* Required action
Only the lines with the string "total" are needed; return each of them from the entries below.

* Dataset excerpts
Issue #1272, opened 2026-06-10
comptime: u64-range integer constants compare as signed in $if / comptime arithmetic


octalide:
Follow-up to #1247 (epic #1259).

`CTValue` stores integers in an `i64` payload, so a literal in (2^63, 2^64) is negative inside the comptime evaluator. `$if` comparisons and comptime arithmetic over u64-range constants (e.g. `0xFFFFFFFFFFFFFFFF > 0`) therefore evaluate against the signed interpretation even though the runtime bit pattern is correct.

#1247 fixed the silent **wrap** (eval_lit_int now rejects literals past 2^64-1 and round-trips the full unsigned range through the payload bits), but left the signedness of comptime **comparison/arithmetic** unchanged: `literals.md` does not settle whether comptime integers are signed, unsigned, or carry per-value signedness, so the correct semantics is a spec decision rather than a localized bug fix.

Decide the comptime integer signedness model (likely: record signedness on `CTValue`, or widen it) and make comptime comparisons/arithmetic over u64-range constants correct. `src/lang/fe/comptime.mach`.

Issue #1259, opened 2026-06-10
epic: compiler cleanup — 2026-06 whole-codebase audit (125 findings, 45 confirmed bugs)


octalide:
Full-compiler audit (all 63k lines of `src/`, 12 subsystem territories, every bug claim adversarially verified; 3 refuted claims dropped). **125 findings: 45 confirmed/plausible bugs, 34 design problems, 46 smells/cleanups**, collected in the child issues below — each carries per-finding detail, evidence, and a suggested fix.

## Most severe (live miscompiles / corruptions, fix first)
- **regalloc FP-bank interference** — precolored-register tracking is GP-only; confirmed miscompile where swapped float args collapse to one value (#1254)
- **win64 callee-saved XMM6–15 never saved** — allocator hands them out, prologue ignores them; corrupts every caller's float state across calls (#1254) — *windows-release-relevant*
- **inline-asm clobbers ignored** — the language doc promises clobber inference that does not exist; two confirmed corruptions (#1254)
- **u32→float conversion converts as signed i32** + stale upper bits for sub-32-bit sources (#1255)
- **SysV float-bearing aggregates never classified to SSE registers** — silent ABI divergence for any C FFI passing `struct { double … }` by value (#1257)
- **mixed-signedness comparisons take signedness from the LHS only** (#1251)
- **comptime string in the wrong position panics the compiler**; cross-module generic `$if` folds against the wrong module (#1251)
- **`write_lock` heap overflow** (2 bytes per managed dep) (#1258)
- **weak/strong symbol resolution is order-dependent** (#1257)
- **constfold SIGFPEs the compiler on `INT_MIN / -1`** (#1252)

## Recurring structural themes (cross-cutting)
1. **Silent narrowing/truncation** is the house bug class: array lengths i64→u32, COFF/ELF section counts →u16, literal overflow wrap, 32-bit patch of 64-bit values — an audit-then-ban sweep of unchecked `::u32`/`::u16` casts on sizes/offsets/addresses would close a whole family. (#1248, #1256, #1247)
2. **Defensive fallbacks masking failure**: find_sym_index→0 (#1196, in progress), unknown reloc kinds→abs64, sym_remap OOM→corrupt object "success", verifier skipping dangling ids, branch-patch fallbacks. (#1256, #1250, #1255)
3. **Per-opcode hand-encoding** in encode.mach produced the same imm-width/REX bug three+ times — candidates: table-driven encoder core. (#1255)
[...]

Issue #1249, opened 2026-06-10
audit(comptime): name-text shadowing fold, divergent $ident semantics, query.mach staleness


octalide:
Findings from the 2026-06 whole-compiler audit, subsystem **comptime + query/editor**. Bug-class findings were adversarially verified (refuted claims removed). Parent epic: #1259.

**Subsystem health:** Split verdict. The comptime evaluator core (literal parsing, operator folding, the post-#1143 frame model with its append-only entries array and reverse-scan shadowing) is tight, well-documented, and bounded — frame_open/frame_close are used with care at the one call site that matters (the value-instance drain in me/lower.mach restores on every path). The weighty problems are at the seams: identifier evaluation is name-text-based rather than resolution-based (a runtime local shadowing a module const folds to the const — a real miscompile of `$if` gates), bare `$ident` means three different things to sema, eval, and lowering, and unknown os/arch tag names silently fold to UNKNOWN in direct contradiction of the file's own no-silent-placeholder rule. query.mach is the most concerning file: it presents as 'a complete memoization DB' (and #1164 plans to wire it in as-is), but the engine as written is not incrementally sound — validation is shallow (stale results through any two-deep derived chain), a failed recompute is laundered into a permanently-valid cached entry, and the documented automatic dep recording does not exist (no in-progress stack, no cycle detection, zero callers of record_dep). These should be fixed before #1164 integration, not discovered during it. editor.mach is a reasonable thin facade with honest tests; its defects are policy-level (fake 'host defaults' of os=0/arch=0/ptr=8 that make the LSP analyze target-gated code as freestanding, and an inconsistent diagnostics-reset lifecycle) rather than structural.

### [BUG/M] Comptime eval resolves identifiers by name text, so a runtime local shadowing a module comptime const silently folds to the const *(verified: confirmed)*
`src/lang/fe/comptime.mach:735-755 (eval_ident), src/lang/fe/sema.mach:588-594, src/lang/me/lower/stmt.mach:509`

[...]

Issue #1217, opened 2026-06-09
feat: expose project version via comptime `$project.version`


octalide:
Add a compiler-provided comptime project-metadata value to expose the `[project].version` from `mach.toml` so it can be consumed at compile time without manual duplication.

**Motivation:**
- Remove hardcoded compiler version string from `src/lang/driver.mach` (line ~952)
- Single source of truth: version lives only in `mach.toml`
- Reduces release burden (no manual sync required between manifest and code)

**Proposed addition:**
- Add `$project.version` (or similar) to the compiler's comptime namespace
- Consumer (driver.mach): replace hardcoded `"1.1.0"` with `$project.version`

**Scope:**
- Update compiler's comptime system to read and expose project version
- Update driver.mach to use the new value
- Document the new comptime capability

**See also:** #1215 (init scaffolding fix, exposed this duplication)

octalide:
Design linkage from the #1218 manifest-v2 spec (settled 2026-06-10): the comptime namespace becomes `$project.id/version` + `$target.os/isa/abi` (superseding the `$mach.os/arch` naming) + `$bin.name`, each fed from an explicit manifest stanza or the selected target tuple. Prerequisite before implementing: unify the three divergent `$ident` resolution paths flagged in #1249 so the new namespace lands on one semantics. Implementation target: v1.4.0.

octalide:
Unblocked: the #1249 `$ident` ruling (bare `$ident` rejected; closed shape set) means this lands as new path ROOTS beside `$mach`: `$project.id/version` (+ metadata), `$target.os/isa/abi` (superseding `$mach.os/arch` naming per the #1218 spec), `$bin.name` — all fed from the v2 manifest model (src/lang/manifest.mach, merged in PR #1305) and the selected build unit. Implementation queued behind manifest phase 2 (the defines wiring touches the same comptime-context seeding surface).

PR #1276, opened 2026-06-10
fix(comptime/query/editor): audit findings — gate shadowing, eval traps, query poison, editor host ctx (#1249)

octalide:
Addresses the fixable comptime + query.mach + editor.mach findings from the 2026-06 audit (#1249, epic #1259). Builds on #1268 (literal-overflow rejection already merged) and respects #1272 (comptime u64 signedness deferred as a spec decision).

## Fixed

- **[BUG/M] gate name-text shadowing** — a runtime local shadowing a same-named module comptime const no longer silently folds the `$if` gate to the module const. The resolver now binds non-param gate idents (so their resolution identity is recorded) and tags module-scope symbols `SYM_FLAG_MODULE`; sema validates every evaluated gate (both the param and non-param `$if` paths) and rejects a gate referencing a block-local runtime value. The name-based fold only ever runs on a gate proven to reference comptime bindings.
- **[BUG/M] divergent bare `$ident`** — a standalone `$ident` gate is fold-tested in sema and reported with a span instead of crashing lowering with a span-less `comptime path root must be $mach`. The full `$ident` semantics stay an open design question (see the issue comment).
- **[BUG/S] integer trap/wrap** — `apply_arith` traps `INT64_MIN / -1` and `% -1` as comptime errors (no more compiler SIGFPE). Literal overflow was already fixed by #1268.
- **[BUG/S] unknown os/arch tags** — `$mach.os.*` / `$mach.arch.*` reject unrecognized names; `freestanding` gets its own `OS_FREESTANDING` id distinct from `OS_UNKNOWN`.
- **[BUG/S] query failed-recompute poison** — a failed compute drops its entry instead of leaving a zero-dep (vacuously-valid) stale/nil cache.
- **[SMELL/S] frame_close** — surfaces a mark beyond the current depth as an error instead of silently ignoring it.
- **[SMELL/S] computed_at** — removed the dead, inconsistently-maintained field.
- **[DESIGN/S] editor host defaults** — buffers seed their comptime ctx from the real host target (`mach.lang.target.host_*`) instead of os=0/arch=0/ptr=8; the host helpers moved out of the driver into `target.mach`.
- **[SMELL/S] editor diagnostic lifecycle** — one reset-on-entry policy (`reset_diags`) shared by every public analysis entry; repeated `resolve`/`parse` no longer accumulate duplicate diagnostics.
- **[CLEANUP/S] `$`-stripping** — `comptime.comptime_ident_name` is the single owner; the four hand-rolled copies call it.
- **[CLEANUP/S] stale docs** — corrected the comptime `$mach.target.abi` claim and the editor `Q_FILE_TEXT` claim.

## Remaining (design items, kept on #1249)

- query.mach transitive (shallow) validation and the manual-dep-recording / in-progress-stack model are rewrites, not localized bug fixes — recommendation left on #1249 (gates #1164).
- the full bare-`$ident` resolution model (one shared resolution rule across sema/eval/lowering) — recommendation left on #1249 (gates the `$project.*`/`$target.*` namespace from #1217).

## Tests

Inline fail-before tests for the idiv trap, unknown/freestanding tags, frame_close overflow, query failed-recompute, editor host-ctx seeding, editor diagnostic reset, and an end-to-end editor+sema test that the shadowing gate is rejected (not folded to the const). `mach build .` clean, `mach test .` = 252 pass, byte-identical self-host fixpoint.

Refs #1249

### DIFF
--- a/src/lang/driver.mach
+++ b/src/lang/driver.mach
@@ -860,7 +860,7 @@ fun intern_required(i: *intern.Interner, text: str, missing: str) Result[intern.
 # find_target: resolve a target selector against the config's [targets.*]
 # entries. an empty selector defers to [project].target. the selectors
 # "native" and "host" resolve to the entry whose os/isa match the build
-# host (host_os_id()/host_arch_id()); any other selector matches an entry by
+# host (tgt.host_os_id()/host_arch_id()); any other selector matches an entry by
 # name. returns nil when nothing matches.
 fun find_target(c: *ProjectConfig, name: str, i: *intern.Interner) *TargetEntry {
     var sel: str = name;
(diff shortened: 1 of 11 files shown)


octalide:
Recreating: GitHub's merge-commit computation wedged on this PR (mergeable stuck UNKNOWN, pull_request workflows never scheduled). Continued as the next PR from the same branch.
* * *
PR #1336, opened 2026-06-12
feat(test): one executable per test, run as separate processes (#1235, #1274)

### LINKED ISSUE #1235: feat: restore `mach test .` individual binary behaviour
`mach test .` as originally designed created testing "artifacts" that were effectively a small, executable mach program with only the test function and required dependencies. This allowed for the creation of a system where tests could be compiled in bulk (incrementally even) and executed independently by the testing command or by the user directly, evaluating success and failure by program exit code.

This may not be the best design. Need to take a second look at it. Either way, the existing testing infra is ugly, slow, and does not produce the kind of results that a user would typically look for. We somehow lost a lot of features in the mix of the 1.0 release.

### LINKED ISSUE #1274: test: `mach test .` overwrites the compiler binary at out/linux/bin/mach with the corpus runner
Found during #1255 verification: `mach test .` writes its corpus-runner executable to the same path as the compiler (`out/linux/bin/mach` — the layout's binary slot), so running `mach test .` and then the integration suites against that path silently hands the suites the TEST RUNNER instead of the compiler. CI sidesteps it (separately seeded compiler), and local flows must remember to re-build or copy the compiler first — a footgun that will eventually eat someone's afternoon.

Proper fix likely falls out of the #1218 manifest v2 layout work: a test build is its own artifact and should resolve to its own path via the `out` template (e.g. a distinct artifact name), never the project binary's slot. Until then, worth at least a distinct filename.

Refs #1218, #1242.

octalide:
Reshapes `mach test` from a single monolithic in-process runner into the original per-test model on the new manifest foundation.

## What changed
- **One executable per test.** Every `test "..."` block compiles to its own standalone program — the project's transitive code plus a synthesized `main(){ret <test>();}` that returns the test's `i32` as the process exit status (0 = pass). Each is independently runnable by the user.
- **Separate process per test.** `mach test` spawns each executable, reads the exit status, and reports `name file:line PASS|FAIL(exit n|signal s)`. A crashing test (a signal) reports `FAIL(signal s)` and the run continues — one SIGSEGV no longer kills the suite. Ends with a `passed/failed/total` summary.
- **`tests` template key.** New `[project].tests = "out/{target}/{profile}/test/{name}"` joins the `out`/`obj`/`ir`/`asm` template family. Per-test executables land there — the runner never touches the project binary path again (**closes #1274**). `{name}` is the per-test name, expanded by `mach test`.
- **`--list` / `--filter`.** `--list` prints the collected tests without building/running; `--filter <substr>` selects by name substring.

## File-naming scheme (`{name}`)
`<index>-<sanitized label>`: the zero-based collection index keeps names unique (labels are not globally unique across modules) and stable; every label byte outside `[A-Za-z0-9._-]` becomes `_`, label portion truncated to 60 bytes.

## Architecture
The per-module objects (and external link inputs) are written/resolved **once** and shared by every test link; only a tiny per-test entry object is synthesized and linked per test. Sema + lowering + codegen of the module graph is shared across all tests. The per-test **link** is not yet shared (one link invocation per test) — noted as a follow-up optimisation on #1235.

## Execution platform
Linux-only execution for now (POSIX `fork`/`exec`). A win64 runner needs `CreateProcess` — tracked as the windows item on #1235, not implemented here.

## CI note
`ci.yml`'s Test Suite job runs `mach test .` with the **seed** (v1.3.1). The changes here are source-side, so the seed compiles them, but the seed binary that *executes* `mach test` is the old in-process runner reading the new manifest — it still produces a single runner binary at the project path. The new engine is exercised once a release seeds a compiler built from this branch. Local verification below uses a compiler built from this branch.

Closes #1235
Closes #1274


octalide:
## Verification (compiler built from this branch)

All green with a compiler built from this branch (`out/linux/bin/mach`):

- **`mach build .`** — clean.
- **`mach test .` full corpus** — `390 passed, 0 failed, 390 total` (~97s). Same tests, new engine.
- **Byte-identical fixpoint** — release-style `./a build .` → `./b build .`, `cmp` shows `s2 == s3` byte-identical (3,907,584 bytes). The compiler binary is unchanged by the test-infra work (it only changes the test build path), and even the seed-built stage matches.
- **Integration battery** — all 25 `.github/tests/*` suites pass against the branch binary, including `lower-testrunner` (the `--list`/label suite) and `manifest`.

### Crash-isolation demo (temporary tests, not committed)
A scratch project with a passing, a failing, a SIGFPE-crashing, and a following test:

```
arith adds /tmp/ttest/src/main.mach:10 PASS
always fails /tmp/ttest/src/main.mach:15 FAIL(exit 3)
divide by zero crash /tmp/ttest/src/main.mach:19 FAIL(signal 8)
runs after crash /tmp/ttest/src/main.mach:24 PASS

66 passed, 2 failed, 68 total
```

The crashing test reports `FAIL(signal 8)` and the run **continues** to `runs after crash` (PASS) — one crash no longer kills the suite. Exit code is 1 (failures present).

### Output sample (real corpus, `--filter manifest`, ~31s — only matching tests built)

* Task answer
- **Separate process per test.** `mach test` spawns each executable, reads the exit status, and reports `name file:line PASS|FAIL(exit n|signal s)`. A crashing test (a signal) reports `FAIL(signal s)` and the run continues — one SIGSEGV no longer kills the suite. Ends with a `passed/failed/total` summary.
- **`mach test .` full corpus** — `390 passed, 0 failed, 390 total` (~97s). Same tests, new engine.
66 passed, 2 failed, 68 total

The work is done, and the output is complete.